⟨
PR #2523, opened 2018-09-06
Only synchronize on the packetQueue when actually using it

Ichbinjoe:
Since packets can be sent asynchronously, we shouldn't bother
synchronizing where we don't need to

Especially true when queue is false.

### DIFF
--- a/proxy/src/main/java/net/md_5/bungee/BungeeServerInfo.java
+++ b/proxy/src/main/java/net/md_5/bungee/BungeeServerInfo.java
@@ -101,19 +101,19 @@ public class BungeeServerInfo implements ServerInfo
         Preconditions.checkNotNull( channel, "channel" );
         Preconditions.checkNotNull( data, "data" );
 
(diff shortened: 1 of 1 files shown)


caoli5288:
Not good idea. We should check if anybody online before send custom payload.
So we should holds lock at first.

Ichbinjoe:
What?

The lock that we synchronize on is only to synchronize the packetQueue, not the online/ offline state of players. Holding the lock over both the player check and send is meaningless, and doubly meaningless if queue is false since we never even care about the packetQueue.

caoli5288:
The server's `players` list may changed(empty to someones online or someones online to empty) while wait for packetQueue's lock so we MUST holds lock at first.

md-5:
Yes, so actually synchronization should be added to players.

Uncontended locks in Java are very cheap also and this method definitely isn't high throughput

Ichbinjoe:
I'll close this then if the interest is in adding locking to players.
⟩
Exercise details: Set down each entry exactly as it appears above.

Written reply:
PR #2523, opened 2018-09-06
Only synchronize on the packetQueue when actually using it

Ichbinjoe:
Since packets can be sent asynchronously, we shouldn't bother
synchronizing where we don't need to

Especially true when queue is false.

### DIFF
--- a/proxy/src/main/java/net/md_5/bungee/BungeeServerInfo.java
+++ b/proxy/src/main/java/net/md_5/bungee/BungeeServerInfo.java
@@ -101,19 +101,19 @@ public class BungeeServerInfo implements ServerInfo
         Preconditions.checkNotNull( channel, "channel" );
         Preconditions.checkNotNull( data, "data" );
 
(diff shortened: 1 of 1 files shown)


caoli5288:
Not good idea. We should check if anybody online before send custom payload.
So we should holds lock at first.

Ichbinjoe:
What?

The lock that we synchronize on is only to synchronize the packetQueue, not the online/ offline state of players. Holding the lock over both the player check and send is meaningless, and doubly meaningless if queue is false since we never even care about the packetQueue.

caoli5288:
The server's `players` list may changed(empty to someones online or someones online to empty) while wait for packetQueue's lock so we MUST holds lock at first.

md-5:
Yes, so actually synchronization should be added to players.

Uncontended locks in Java are very cheap also and this method definitely isn't high throughput

Ichbinjoe:
I'll close this then if the interest is in adding locking to players.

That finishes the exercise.